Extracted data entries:
PR #7911, opened 2022-02-01
docs: Add Google.Apis.Auth.AspNetCore3 for Cloud docs

jskeet:
As far as I can tell, it looks like using netcoreapp3.1 should be okay for generating docs. (It appears to work...)


amanda-tarafa (approved):
LGTM

PR #7947, opened 2022-02-09
misc: test BigTable updates

viacheslav-rostovtsev:


jskeet:
Marking as "do not merge" as we really shouldn't merge this - aside from anything else, OwlBot will create a PR reverting it. I'm fine with it sticking around for testing purposes though.

jskeet:
I've run the integration tests with this PR, and they still pass.

jskeet:
I'm actually going to close this PR, as I'm expecting to create a single big PR with the new generator once it's released - I don't think we need to have this one for just Bigtable.

PR #7951, opened 2022-02-09
Experimental: Support routing headers in bidi streaming calls.

amanda-tarafa:
Uses https://github.com/googleapis/gax-dotnet/pull/527

Note that we lock alrady on the buffer, so an extra lock here for initialization shouldn't be a big deal.


jskeet:
Closing this PR for now; we will revisit when we know more about bidi/client-streaming routing requirements.

PR #8147, opened 2022-02-16
Regenerate with mixin support

jskeet:
Review one commit at a time, as normal


amanda-tarafa (approved):
LGTM! It looks really good!

PR #8190, opened 2022-02-22
chore: Install .NET Core 2.1 for testing

jskeet:
This used to be included by default, but isn't any more. We will
remove this in the next major version, when we can start testing
against .NET Core 3.1 as the lower bound.


amanda-tarafa (approved):
LGTM

PR #8198, opened 2022-02-23
Retry implementation

anshuldavid13:
[go/gcs-api-retry-guidance-dotnet](http://gcs-api-retry-guidance-dotnet/)


apis/Google.Cloud.Storage.V1/Google.Cloud.Storage.V1/StorageClientImpl.CopyObject.cs
```diff
@@ -76,6 +76,10 @@ public sealed partial class StorageClientImpl : StorageClient
             options?.ModifyRequest(request);
             ApplyEncryptionKey(options?.EncryptionKey, options?.KmsKeyName, request);
             request.ModifyRequest += (options?.SourceEncryptionKey ?? EncryptionKey).ModifyRequestForRewriteSource;
+            if(options.IfGenerationMatch != null)
```
jskeet, line 79: Nit: space after `if`.

jskeet: Currently this will throw if `options` is null. I suggest you move the logic to the `ModifyRequest` method.

apis/Google.Cloud.Storage.V1/Google.Cloud.Storage.V1/StorageClientImpl.DeleteObject.cs
```diff
@@ -64,6 +64,10 @@ private ObjectsResource.DeleteRequest CreateDeleteObjectRequest(string bucket, s
             GaxPreconditions.CheckNotNull(name, nameof(name));
             var request = Service.Objects.Delete(bucket, name);
             options?.ModifyRequest(request);
+            if(options.IfGenerationMatch != null || options.Generation != null)
```
jskeet, line 67: Again, I'd put this in the ModifyRequest method.

jskeet: (Same for all the conditional ones, basically.)

jskeet (commented):
First thoughts attached.

We also need tests - it would be great to be able to break them into four tests:

- Unconditional retry
- Conditional retry (condition not met)
- Conditional retry (condition met)
- No retry

That would make it easy to compare the tests with the implementation doc.

jskeet (commented):
I think it might be best to change this to a set of non-parameterized tests for now, each one self-contained, and then we can pair on how to parameterize it.

anshuldavid13:
Yet to do formatting and cleanup of the code.. Few test cases error to be fixed

apis/Google.Cloud.Storage.V1/Google.Cloud.Storage.V1.Tests/StorageClientImplTest.cs
```diff
@@ -69,5 +76,418 @@ public void GetEffectiveEncryptionKey_Invalid(EncryptionKey clientkey, Encryptio
...
+         * Also not sure where to add  IfGenerationMatch condition to test
+         * Error:
+         Assert.Equal() Failure
+        Expected: https://storage.googleapis.com/storage/v1/b/sourceBucket/o/sourceObject/copyTo/b/destinationBucket/o/destinationObject
+        Actual:   https://storage.googleapis.com/storage/v1/b/sourceBucket/o/sourceObject/rewriteTo/b/destinationBucket/o/destinationObject
+         */
+
+        [Fact]
+        public void CopyObject_NoRetry() =>
+      NoRetryHelper(service => service.Objects.Copy(new Object() { Id = "id", Name = "name" }, "sourceBucket", "sourceObject", "destinationBucket", "destinationObject"), client => client.CopyObject("sourceBucket", "sourceObject", "destinationBucket", "destinationObject"));
```
jskeet, line 271: We're calling RewriteObject the API to implement object copying, so this should be `service.Objects.RewriteObject(...)`

Not sure what you mean about "not sure where to add IfGenerationMatch condition to test" - that should be basically in the same way as other cases. (To specify it in the request you'll need `new ObjectsResource.RewriteRequest` instead of `service.Objects.RewriteObject`, so that you can use an object initializer.)

apis/Google.Cloud.Storage.V1/Google.Cloud.Storage.V1.Tests/StorageClientImplTest.cs
```diff
@@ -69,5 +76,418 @@ public void GetEffectiveEncryptionKey_Invalid(EncryptionKey clientkey, Encryptio
...
+        public void ListObject_RetryThenFail() =>
+    RetryThenFailHelper(service => service.Objects.List("bucket"), client => client.ListObjects("bucket").Count());
+
+        [Fact]
+        public void DeleteObject_NoRetry() =>
+    NoRetryHelper(service => service.Objects.Delete("bucket", "objectName"), client => client.DeleteObject("bucket", "objectName"));
+
+        // Need to create overloaded helper method for below operations to run:
+
+        /*
```
jskeet, line 299: Right. I'm suggesting that you have:

```csharp
private static void RetryOnceHelper<T>(Func<StorageService, ClientServiceRequest<T>> requestProvider, Action<StorageClient> clientAction,
   HttpStatusCode firstStatusCode,
   T response)
{
    var service = new FakeStorageService();
    var client = new StorageClientImpl(service);
    var request = requestProvider(service);

    service.ExpectRequest(request, firstStatusCode);
    service.ExpectRequest(request, new T());
    clientAction(client);
    service.Verify();
}

private static void RetryOnceHelper<T>(Func<StorageService, ClientServiceRequest<T>> requestProvider, Action<StorageClient> clientAction,
   HttpStatusCode firstStatusCode = HttpStatusCode.BadGateway)
   where T : new() => RetryOnce(requestProvider, clientAction, firstStatusCode, new T());
```

You can then call the version which accepts the response as the last parameter for `DeleteObject` where the response is just a string.

apis/Google.Cloud.Storage.V1/Google.Cloud.Storage.V1.Tests/StorageClientImplTest.cs
```diff
@@ -69,5 +76,418 @@ public void GetEffectiveEncryptionKey_Invalid(EncryptionKey clientkey, Encryptio
...
+           NoRetryHelper(
+               service => new ObjectsResource.PatchRequest(service, new Object { Bucket = "bucket", Name = "object" }, "bucket", "object"),
+               client => client.PatchObject(new Object { Bucket = "bucket", Name = "object" }, new PatchObjectOptions()));
+
+        [Fact]
+        public void PatchObject_RetryThenFail() =>
+RetryThenFailHelper(service => new ObjectsResource.PatchRequest(service, new Object { Bucket = "bucket", Name = "object" }, "bucket", "object") { IfMetagenerationMatch = 70 },
+        client => client.PatchObject(new Object { Bucket = "bucket", Name = "object" }, new PatchObjectOptions { IfMetagenerationMatch = 70 }));
+
+        /*
```
jskeet, line 349: The tests you've got should be removed anyway. They're not testing the behaviour of `StorageClient`, which is what we're really trying to test.

The only StorageClient operation we've got that uses the Rewrite API is Copy, which you've got tests for above.

apis/Google.Cloud.Storage.V1/Google.Cloud.Storage.V1.Tests/FakeStorageService.cs
```diff
@@ -0,0 +1,76 @@
...
+using Google.Apis.Util;
+using Google.Cloud.ClientTesting;
+using System.Net;
+using System.Net.Http;
+
+namespace Google.Cloud.Storage.V1.Tests
+{
+    class FakeStorageService : StorageService
+    {
+        // TODO: Vary this content based on the actual error code?
```
jskeet, line 15: I think it would be worth turning this into a GetErrorContent method that changed the "code" part (and had a general message) so that it's not confusing when it shows up in a failure for a non-401 status code.

apis/Google.Cloud.Storage.V1/Google.Cloud.Storage.V1.Tests/FakeStorageService.cs
```diff
@@ -0,0 +1,76 @@
...
+            //MaybeDisablePrettyPrint(request);
+            var httpRequest = request.CreateRequest();
+            var responseMessage = new HttpResponseMessage(statusCode)
+            {
+                Content = new StringContent(SampleErrorContent)
+            };
+            handler.ExpectRequest(httpRequest.RequestUri, httpRequest.Content?.ReadAsStringAsync()?.Result, responseMessage);
+        }
+
+        private void MaybeDisablePrettyPrint(dynamic request)
```
jskeet, line 66: I don't think this is actually the case for storage, so let's remove the method (and the commented-out calls to it above).

apis/Google.Cloud.Storage.V1/Google.Cloud.Storage.V1/StorageClientImpl.HmacKeys.cs
```diff
@@ -106,6 +107,7 @@ private HmacKeysResource.UpdateRequest CreateUpdateHmacKeyRequest(HmacKeyMetadat
             GaxPreconditions.CheckArgument(key.AccessId != null, nameof(key), "Key must contain an access ID");
             var request = Service.Projects.HmacKeys.Update(key, key.ProjectId, key.AccessId);
             options?.ModifyRequest(request);
+            RetryHandler.MarkAsRetriable(request);
```
jskeet, line 110: I believe UpdateHmac is expected to be conditionally retriable.

apis/Google.Cloud.Storage.V1/Google.Cloud.Storage.V1.Tests/StorageClientImplTest.cs
```diff
@@ -69,5 +76,402 @@ public void GetEffectiveEncryptionKey_Invalid(EncryptionKey clientkey, Encryptio
             var exception = Assert.Throws<ArgumentException>(() => client.GetEffectiveEncryptionKey(operationKey, kmsKey));
             Assert.Contains(expectedMessageSubstring, exception.Message);
         }
+
+        // Tests for GCS Retry :
```
jskeet, line 80: These comments were just off-the-cuff - I'd suggest either rewriting them more thoroughly, or deleting them.
(We could potentially make this StorageClientImplRetryTest.cs as a name as well, to separate it out from any other StorageClientImpl tests we write.)

apis/Google.Cloud.Storage.V1/Google.Cloud.Storage.V1.Tests/StorageClientImplTest.cs
```diff
@@ -69,5 +76,402 @@ public void GetEffectiveEncryptionKey_Invalid(EncryptionKey clientkey, Encryptio
...
+        // - No retry applied
+        // - Retry then success (sometimes with conditions)
+        // - Retry with eventual failure
+
+
+        private static void NoRetryHelper<T>(
```
jskeet, line 86: I would suggest moving all the helper methods to the end of the class, and adding an XML comment for each one.

apis/Google.Cloud.Storage.V1/Google.Cloud.Storage.V1.Tests/StorageClientImplTest.cs
```diff
@@ -69,5 +76,402 @@ public void GetEffectiveEncryptionKey_Invalid(EncryptionKey clientkey, Encryptio
...
+            }
+            Assert.Throws<GoogleApiException>(() => clientAction(client));
+            service.Verify();
+        }
+
+        private static void RetryThenFailHelper<T>(Func<StorageService, ClientServiceRequest<T>> requestProvider, Action<StorageClient> clientAction,
+            HttpStatusCode errorCode = HttpStatusCode.BadGateway, int retryCount = 3)
+            where T : new() => RetryThenFail(requestProvider, clientAction, new T(), errorCode, retryCount);
+
+        // Bucket test cases BEGIN
```
jskeet, line 135: While I'm not a massive fan of regions, I think they'd be reasonable here - and allow someone to really easily collapse all the bucket test cases, etc.

apis/Google.Cloud.Storage.V1/Google.Cloud.Storage.V1.Tests/StorageClientImplTest.cs
```diff
@@ -69,5 +76,402 @@ public void GetEffectiveEncryptionKey_Invalid(EncryptionKey clientkey, Encryptio
...
+        public void InsertBucket_NoRetry() =>
+            NoRetryHelper(service => service.Buckets.Insert(new Bucket { Name = "bucket" }, "project"), client => client.CreateBucket("project", "bucket"));
+
+        [Fact]
+        public void UpdateBucket_WithMetageneration_RetryOnce() =>
+            RetryOnceHelper(service => new BucketsResource.UpdateRequest(service, new Bucket { Name = "bucket" }, "bucket") { IfMetagenerationMatch = 70 }, 
+                client => client.UpdateBucket(new Bucket { Name = "bucket" }, new UpdateBucketOptions() { IfMetagenerationMatch = 70 }));
+
+        [Fact]
+        public void UpdateBucket_withoutMetgeneration_NoRetry() =>
```
jskeet, line 191: Nit: without => Without and Metgeneration => Metageneration (ditto for PatchBucket test below)

apis/Google.Cloud.Storage.V1/Google.Cloud.Storage.V1.Tests/StorageClientImplTest.cs
```diff
@@ -69,5 +76,402 @@ public void GetEffectiveEncryptionKey_Invalid(EncryptionKey clientkey, Encryptio
...
+        public void GetObject_RetryOnce() =>
+            RetryOnceHelper(service => service.Objects.Get("bucket", "object"), client => client.GetObject("bucket", "object"));
+
+        [Fact]
+        public void GetObject_RetryThenFail() =>
+            RetryThenFailHelper(service => service.Objects.Get("bucket", "object"), client => client.GetObject("bucket", "object"));
+
+        [Fact]
+        public void CopyObject_NoRetry() =>
+            NoRetryHelper(service => service.Objects.Rewrite(new Object(), "sourceBucket", "sourceObject", "destinationBucket", "destinationObject"), client => client.CopyObject("sourceBucket", "sourceObject", "destinationBucket", "destinationObject"));
```
jskeet, line 288: I'd suggest splitting this line before the `client => ...` argument

apis/Google.Cloud.Storage.V1/Google.Cloud.Storage.V1.Tests/StorageClientImplTest.cs
```diff
@@ -69,5 +76,402 @@ public void GetEffectiveEncryptionKey_Invalid(EncryptionKey clientkey, Encryptio
...
+                client => client.UpdateObject(new Object { Bucket = "bucket", Name = "object" }));
+
+        [Fact]
+        public void UpdateObject_RetryThenFail() =>
+            RetryThenFailHelper(service => new ObjectsResource.UpdateRequest(service, new Object { Bucket = "bucket", Name = "object" }, "bucket", "object") { IfMetagenerationMatch = 70 },
+                client => client.UpdateObject(new Object { Bucket = "bucket", Name = "object" }, new UpdateObjectOptions { IfMetagenerationMatch = 70 }));
+
+        [Fact]
+        public void PatchObject_WithMetageneration_RetryOnce() =>
+            RetryOnceHelper(
```
jskeet, line 351: This format looks very readable to me - so let's apply it to all the tests above as well, to be consistent. (At least the ones where it doesn't all just fit on one line easily.

Another option would be to keep the method name on the same line as the test:

```csharp
[Fact]
public void PatchObject_WithMetageneration_RetryOnce() => RetryOnceHelper(
    service => new ObjectsResource.PatchRequest(service, new Object { Bucket = "bucket", Name = "object" }, "bucket", "object") { IfMetagenerationMatch = 70 },
    client => client.PatchObject(new Object { Bucket = "bucket", Name = "object" }, new PatchObjectOptions { IfMetagenerationMatch = 70 }));
```

jskeet (commented):
Mostly just nits now - getting there!

apis/Google.Cloud.Storage.V1/Google.Cloud.Storage.V1.Tests/FakeStorageService.cs
```diff
@@ -0,0 +1,76 @@
+﻿using Google.Apis.Storage.v1;
```
jskeet, line 1: Forgot to mention before - this needs a copyright header.

apis/Google.Cloud.Storage.V1/Google.Cloud.Storage.V1.Tests/FakeStorageService.cs
```diff
@@ -44,33 +36,18 @@ class FakeStorageService : StorageService
...
         {
-            // TODO: Validate that this isn't a success status code (given that we're returning an error response).
-
-            //MaybeDisablePrettyPrint(request);
             var httpRequest = request.CreateRequest();
-            var responseMessage = new HttpResponseMessage(statusCode)
-            {
-                Content = new StringContent(SampleErrorContent)
-            };
+            var responseMessage = new HttpResponseMessage(statusCode);
```
jskeet, line 47: This now appears to be back to the original "not having any content at all" - which made it hard to understand the error. It's okay while the tests are passing, but it will be confusing on some failures. I'd create a method to return an appropriate StringContent for the given status code - but that could come after this PR.

apis/Google.Cloud.Storage.V1/Google.Cloud.Storage.V1.Tests/StorageClientImplRetryTest.cs
```diff
@@ -0,0 +1,459 @@
...
+            service => service.Buckets.Insert(new Bucket { Name = "bucket" }, "project"), 
+            client => client.CreateBucket("project", "bucket"));
+
+        [Fact]
+        public void UpdateBucket_WithMetageneration_RetryOnce() => RetryOnceHelper(
+            service => new BucketsResource.UpdateRequest(service, new Bucket { Name = "bucket" }, "bucket") { IfMetagenerationMatch = 70 }, 
+            client => client.UpdateBucket(new Bucket { Name = "bucket" }, new UpdateBucketOptions() { IfMetagenerationMatch = 70 }));
+
+        [Fact]
+        public void UpdateBucket_WithoutMetgeneration_NoRetry() => NoRetryHelper(
```
jskeet: This is another "Metgeneration" - it looks like there are still three of them...

apis/Google.Cloud.Storage.V1/Google.Cloud.Storage.V1.Tests/StorageClientImplRetryTest.cs
```diff
@@ -0,0 +1,459 @@
...
+            RetryThenFail(service => service.Notifications.Delete("bucket", "notification"), client => client.DeleteNotification("bucket", "notification"), "check");
+
+        #endregion
+
+        #region Helper Methods
+
+        /// <summary>
+        /// Helper method to check in case of non retriable error codes
+        /// </summary>
+        /// <typeparam name="T"></typeparam>
```
jskeet, line 369: Please either add useful comments here or remove the elements - likewise for the other XML comments below.

jskeet (approved):
Just a few formatting nits - and a suggestion around FakeStorageService, but that could be done later.

Before merging, we'll want to get this down to a useful set of commits. Do you want it to be a single commit, or split it up? (I think a single commit would probably be fine here.)

apis/Google.Cloud.Storage.V1/Google.Cloud.Storage.V1.Tests/FakeStorageService.cs
anshuldavid13: Sure we can put it in the next PR

tritone (commented):
Thanks for your work on this, and sorry for the belated response to the PR (I was OOO last week). Just wanted to confirm-- it looks like this covers marking requests as retryable or not based on idempotency for most requests, though not for media operations yet. Is that an accurate summary of where things stand at this point?

jskeet:
@tritone: Yes, that's correct. Media operations may well be rather more involved given that almost all of the media handling happens in the support library (Google.Apis and Google.Apis.Core).

Issue #8201, opened 2022-02-24
Consider dropping internal Spanner logging and using normal MS logging


jskeet:
When the Spanner libraries first came out, the Microsoft.Extensions.Logging libraries were relatively new, and it wasn't clear how well adopted they'd be. It's likely that we'll depend on them in the next major version of GAX though.

I think it would be reasonable to drop the internal logging library from Spanner now.

I'll look into this in terms of feasibility.

amanda-tarafa:
+1 to this.

jskeet:
We've decided not to take the breaking change in the end, for the next major version - as the change didn't feel clean enough. We didn't have a good story on how to inject suitable loggers etc, and we didn't want to block the next version on it.

Instead, we'll write an implementation of the Spanner internal logger that delegates to an `ILogger`, and include that in the next major version as a way of at least allowing logging from Spanner. We'll then look at removing the internal logger in the future.

jskeet:
The delegating code was in #8448. We should add some documentation for this when we're doing a documentation overhaul for the new major version.

PR #8220, opened 2022-03-03
Prototype of moving to ILogger in Spanner

jskeet:
Notes:

The explicit package reference to
Microsoft.Extensions.Logging.Abstractions in Spanner.V1 will be
removed for GAX v4.

Further work to move ExecuteHelper out of the Internal namespace
would be beneficial, and really shouldn't be too hard.

Currently this makes it hard to set a default logger. It's global
state which is convenient but ugly. It wouldn't be too hard to
introduce another place for the default SessionPoolManager's logger
to be set, if we wanted to.

Currently the logging is all based on SessionPoolManager - that's
effectively the root of the logging tree. If we wanted to allow
different SpannerConnections to use different loggers for example,
that might be tricky.

Specifying a SessionPoolManager which creating a new
SpannerConnection is tricky, requiring a
SpannerConnectionStringBuilder... if we decide that it's fine to
require users to create a new SessionPoolManager for custom logging,
we might want to add a convenience overload for SpannerConnection
that accepts a string and a SessionPoolManager.

We now unconditionally log SQL at a Debug level, where previously we
had an option for whether or not to log sensitive information. We
could put that option into SpannerConnection potentially.

This change removes the performance counters we had - but there were
very few of them, and I'd argue that tying them to logging probably
isn't ideal anyway.

There's also one test for commit stats that I haven't rewritten yet
- it would be fairly fiddly to do, but feasible.


jskeet:
This would address #8201

amanda-tarafa (commented):
Yep, this looks good.

I think, that we can add DI extension methods for letting users configure the session pool managar in general and in particular logging. And in that case we can have SpannerConnection  receive a specific logger on the constructor even if they are all using the same session pool manager.
We'll have to write some extra constructors or factory methods that we can make public to expose the configuration functionality to users not using DI or using a different container than MS's?

jskeet:
A few notes as I look over this again...

- We could potentially use an `ILoggerFactory` instead of an `ILogger` in `SessionPoolManager` and `SessionPool`
- Acquiring a session could specify the logger for that session to use as an optional override of the one in the `SessionPool` - that would allow per-connection logging

jskeet:
Closing this as we're somewhat nervous about it - we'd prefer to get more information about how customers use the new `ILogger` support, and do a "better" version of this in the future.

→ **Task**
Of the records above, copy each line that includes "normal".

→ **Answer to the problem**
Review one commit at a time, as normal
Consider dropping internal Spanner logging and using normal MS logging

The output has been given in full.